Though I was being lazy to post recipes online of late, I am very much keeping myself busy in the quicknhealthy kitchen :-). This Thanksgiving season, I decided to go a little extravagant to make two desserts. One was the most trending dessert of the season from NYT, Cranberry Curd Tart. For the second one I wanted to stick with my favorite TG dessert ingredient, our local Pumpkin. I also wanted to bring an Indian touch to my dessert (no surprise there!). That is how this classic 'Pumpkin Barfi Pie' originated. The quick baked crust is flour-less, gluten-free, dairy-free and vegan. The filling made on stove top is dairy-free, vegan and sweetened with just enough cane sugar. It can be substituted with coconut sugar or other choice of sweeteners, I just used unrefined cane sugar so that my bright yellow pumpkin color is retained in the dessert. 



Ingredients:
For the crust:
  • Almond powder - 1 cup (3/4 cup almonds ground in a coffee grinder of dry blender)

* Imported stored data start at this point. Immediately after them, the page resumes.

PR #684, opened 2023-08-30
LINK-1451 | Add env variable for noreply email address

harriris-vincit:
### Description
- Makes it possible to define the `DEFAULT_FROM_EMAIL` using an environment variable. The main purpose of the variable will be to define a "noreply" address.
- Makes code where the noreply address has been determined individually use a common utility function for getting the address.
- The utility function will fall back to `Site.objects.get_current().domain` if `settings` do not have an address value.
### Closes
[LINK-1451](https://helsinkisolutionoffice.atlassian.net/browse/LINK-1451)

[LINK-1451]: https://helsinkisolutionoffice.atlassian.net/browse/LINK-1451?atlOrigin=eyJpIjoiNWRkNTljNzYxNjVmNDY3MDlhMDU5Y2ZhYzA5YTRkZjUiLCJwIjoiZ2l0aHViLWNvbS1KU1cifQ

### DIFF
--- a/linkedevents/settings.py
+++ b/linkedevents/settings.py
@@ -52,6 +52,7 @@ env = environ.Env(
     COOKIE_PREFIX=(str, "linkedevents"),
     DATABASE_URL=(str, "postgis:///linkedevents"),
     DEBUG=(bool, False),
+    DEFAULT_FROM_EMAIL=(str, "noreply@linkedevents.hel.fi"),
     ELASTICSEARCH_URL=(str, None),
     ELIS_EVENT_API_URL=(
         str,
@@ -591,6 +592,9 @@ FULLTEXT_SEARCH_LANGUAGES = {"fi": "finnish", "sv": "swedish", "en": "english"}
 
 # Email address used to send feedback forms
 SUPPORT_EMAIL = env("SUPPORT_EMAIL")
+
+# Email address used as default "from" email
+DEFAULT_FROM_EMAIL = env("DEFAULT_FROM_EMAIL")
 
 SESSION_SERIALIZER = "django.contrib.sessions.serializers.PickleSerializer"
 
--- a/registrations/utils.py
+++ b/registrations/utils.py
@@ -65,4 +65,6 @@ def send_mass_html_mail(
 
 
 def get_email_noreply_address():
-    return "noreply@%s" % Site.objects.get_current().domain
+    return (
+        settings.DEFAULT_FROM_EMAIL or "noreply@%s" % Site.objects.get_current().domain
+    )
--- a/events/models.py
+++ b/events/models.py
@@ -28,7 +28,6 @@ from django.contrib.gis.db import models
 from django.contrib.postgres.fields import HStoreField
 from django.contrib.postgres.indexes import Index
 from django.contrib.postgres.search import SearchVectorField
-from django.contrib.sites.models import Site
 from django.core.mail import send_mail
 from django.db import transaction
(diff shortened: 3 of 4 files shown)


jorilindell (commented):
Code looks good. NOREPLY_ADDRESS needs to be added to https://dev.azure.com/City-of-Helsinki/linkedevents/_git/linkedevents-pipelines?path=/devops/linkedevents-api-config-map.yml to get it to work on Platta environments. 

After that it can be defined in environment specific library. e.g. https://dev.azure.com/City-of-Helsinki/linkedevents/_library?itemType=VariableGroups&view=VariableGroupView&variableGroupId=2822&path=linkedevents-api-development

linkedevents/settings.py
```diff
@@ -600,3 +601,6 @@ def dummy_haystack_connection_for_lang(language_code):
 # Enkora course importer
 ENKORA_API_USER = env("ENKORA_API_USER")
 ENKORA_API_PASSWORD = env("ENKORA_API_PASSWORD")
+
+
+NOREPLY_ADDRESS = env("NOREPLY_ADDRESS")
```
charn, line 606: Django already has `DEFAULT_FROM_EMAIL`. Using that might be a good alternative? https://docs.djangoproject.com/en/4.2/ref/settings/#std-setting-DEFAULT_FROM_EMAIL

registrations/utils.py
```diff
@@ -53,4 +53,7 @@ def send_mass_html_mail(
 
 
 def get_email_noreply_address():
-    return "noreply@%s" % Site.objects.get_current().domain
+    return (
+        getattr(settings, "NOREPLY_ADDRESS", None)
```
charn, line 57: No need to have getattr here since the setting exists.

harriris-vincit: @charn This is now changed in https://github.com/City-of-Helsinki/linkedevents/pull/684/commits/fb464f1fa591da600215be5f39665142999e6801.

linkedevents/settings.py
harriris-vincit: Yes, because it's not empty by default it should be ensured that it's set for each environment with the correct value while a variable like `NOREPLY_ADDRESS` can be used only when necessary. And do we want in all cases to have the default "from" email to be the "noreply" address as would happen if the Django variable would be used?

Personally I would lean towards sticking with the `NOREPLY_ADDRESS` variable, but perhaps we need a final word here. What does @tuomas777  think of this?

tuomas777: Discussed this with @harriris-vincit and we decided to go with Django's `DEFAULT_FROM_EMAIL` mostly because it is used for this purpose in several other Helsinki's Django projects already.

harriris-vincit:
> Code looks good. NOREPLY_ADDRESS needs to be added to https://dev.azure.com/City-of-Helsinki/linkedevents/_git/linkedevents-pipelines?path=/devops/linkedevents-api-config-map.yml to get it to work on Platta environments.
> 
> After that it can be defined in environment specific library. e.g. https://dev.azure.com/City-of-Helsinki/linkedevents/_library?itemType=VariableGroups&view=VariableGroupView&variableGroupId=2822&path=linkedevents-api-development

Variable was renamed to "DEFAULT_FROM_EMAIL" (Django's existing variable) and using that name, was added to the configmap and defined in the "dev" environments library as "noreply@linkedevents.dev.hel.ninja".

charn (approved):
LGTM! :+1: :shipit:

PR #687, opened 2023-08-31
Fix user_created_notification failing on empty emails

charn:
If a superuser with an empty exists. `user_created_notification` will fail with `AnymailInvalidAddress`.

### DIFF
--- a/events/signals.py
+++ b/events/signals.py
@@ -40,10 +40,10 @@ def user_created_notification(sender, instance, created, **kwargs):
     if created:
         user_model = get_user_model()
         recipient_list = [
-            item[0]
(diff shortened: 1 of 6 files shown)


voneiden (approved):
looks m'kay to me

events/signals.py
```diff
@@ -44,6 +44,7 @@ def user_created_notification(sender, instance, created, **kwargs):
             for item in user_model.objects.filter(is_superuser=True).values_list(
                 "email"
             )
```
jorilindell, line 46: This is not really related to this PR. But at some point there was problems when trying to send emails to admin users and some of them didn't have email address. I'm not really sure is that fixed in code level or was it fixed by adding dummy email for each superuser.

PR #691, opened 2023-09-05
Make division filtering use exists instead of distinct

voneiden:
Division filtering ends up doing DISTINCT which ends up using on disk sort which kills the DB perf. Replace with EXISTS to avoid silly sorting


charn (approved):
LGTM :shipit:

PR #692, opened 2023-09-05
LINK-1527 | Log uWSGI errors to sentry

charn:
This PR adds uwsgi-sentry plugin for uWSGI so that errors from uWSGI can be logged into sentry. This PR also adds `harakiri` to uWSGI configuration, which should take care of actually killing a long running uWSGI process.


danipran (approved):
LGTM :+1:

PR #694, opened 2023-09-05
Bump pyjwt, cryptography, social-auth-core

nicobav:
Needed to bump social-auth-core (🤞 ) to get latest pyjwt. Previously used version of pyjwt had some security issues.

Refs RAT-18

### DIFF
--- a/requirements.txt
+++ b/requirements.txt
@@ -211,7 +211,7 @@ pygments==2.15.1
     # via ipython
 pyjwkest==1.4.2
     # via drf-oidc-auth
-pyjwt==1.7.1
+pyjwt==2.8.0
     # via social-auth-core
 pyparsing==3.0.9
     # via rdflib
@@ -274,11 +274,10 @@ six==1.16.0
     #   pyjwkest
     #   python-dateutil
     #   social-auth-app-django
-    #   social-auth-core
     #   url-normalize
 social-auth-app-django==4.0.0
     # via -r requirements.in
-social-auth-core==4.0.2
+social-auth-core==4.0.3
     # via
     #   -r requirements.in
     #   social-auth-app-django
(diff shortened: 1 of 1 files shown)


requirements.txt
```diff
@@ -147,8 +147,6 @@ icalendar==5.0.4
     # via -r requirements.in
 idna==3.4
     # via requests
-importlib-metadata==6.0.0
```
charn, line 150: This should not get removed. You've probably run `pip-compile` with Python=<3.9.

requirements.txt
```diff
@@ -312,8 +309,6 @@ webencodings==0.5.1
     # via bleach
 whitenoise==6.4.0
     # via -r requirements.in
-zipp==3.15.0
```
charn, line 315: This should also not get removed.

requirements.txt
```diff
@@ -274,11 +272,10 @@ six==1.16.0
     #   pyjwkest
     #   python-dateutil
     #   social-auth-app-django
-    #   social-auth-core
     #   url-normalize
 social-auth-app-django==4.0.0
     # via -r requirements.in
-social-auth-core==4.0.2
+social-auth-core==4.0.3
```
charn, line 278: I wonder if we could bump this even more. Though I guess this is enough since it has the support for the new pyjwt.

nicobav: Perhaps we could. I just wanted to play sure. What we get if we upgrade higher, that I don't know.

nicobav: So if we stay for now at this 4.0.3?

requirements.txt
nicobav: Nicely catched 🎣

requirements.txt
charn: Fine by me! :+1:

charn (approved):
LGTM! :+1: :shipit:

PR #696, opened 2023-09-07
LINK-1503 | Azure pipeline: use production pool for production

charn:
Changing to production pool should take care of some resources not being available in the pipeline.


voneiden (approved):
Learned something new today

PR #698, opened 2023-09-07
LINK-1531: Optimize place and keyword listings

voneiden:
Fix duplicate queries for both place and keyword endpoints, move multiple select_related fields to prefetch_related because they are mostly null rows anyway, so joining is inefficient (especially with large page offsets), and add tests to keep an eye on the query numbers for default listings.

Ref https://helsinkisolutionoffice.atlassian.net/browse/LINK-1531


danipran (approved):
LGTM :+1:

  • Dried shredded coconut - 3/4 cup 
  • Dates - 4-6 
  • Fresh ginger  - 1 inch 
  • Virgin coconut oil - 2 Tbs 
For the barfi filling:
  • Pumpkin - 4 cups (Grated and packed) 
  • Dried shredded coconut - 2 cups
  • Organic unrefined cane sugar - 1 - 11/4 cups 
  • Cardamom - 6-8 (skinned and powdered)
Directions:
For the crust:
  • Preheat oven to 350 deg F
  • Process all ingredients in a food processor until moistened and well combined. It should form sort of a stiff 'dough'.
  • Press the 'dough' into and up the sides of a 9-inch pie dish. (I used a tart pan instead of a pie pan) 
  • Bake for about 10 minutes or until golden. Let the crust cool down completely. 
For the barfi filling:
  • Prepare the pumpkin: I used a variety called Orange Hubbard, but any variety of sugar pumpkin will work fine. Cut it into 1/2 and remove core and seeds. Cut into 3'' to 4'' pieces, remove skin. Grate using a vegetable grater. Measure 4 cups packed. 
  • Start cooking on a heavy bottom pan on medium heat, after 3-4 minutes, the pumpkin will start releasing liquid. Add coconut and continue cooking, stirring frequently taking care not to burn. 
  • In about 15-20 minutes, pumpkin should be cooked and soft. Add sugar and cardamom powder and continue cooking. 
  • Cook till all liquid is absorbed and everything starts to leave from the edges of the pan. 
  • Remove from flame and let it cool down. Once cooled down, fill in the prepared crust by pressing down evenly as you go. Smooth the surface evenly and store at room temperature for up to 2 days. Serve at room temperature. 
  • Any leftovers can be refrigerated up to 2 weeks.When serving warm in 200 deg oven for 5-10 minutes to soften.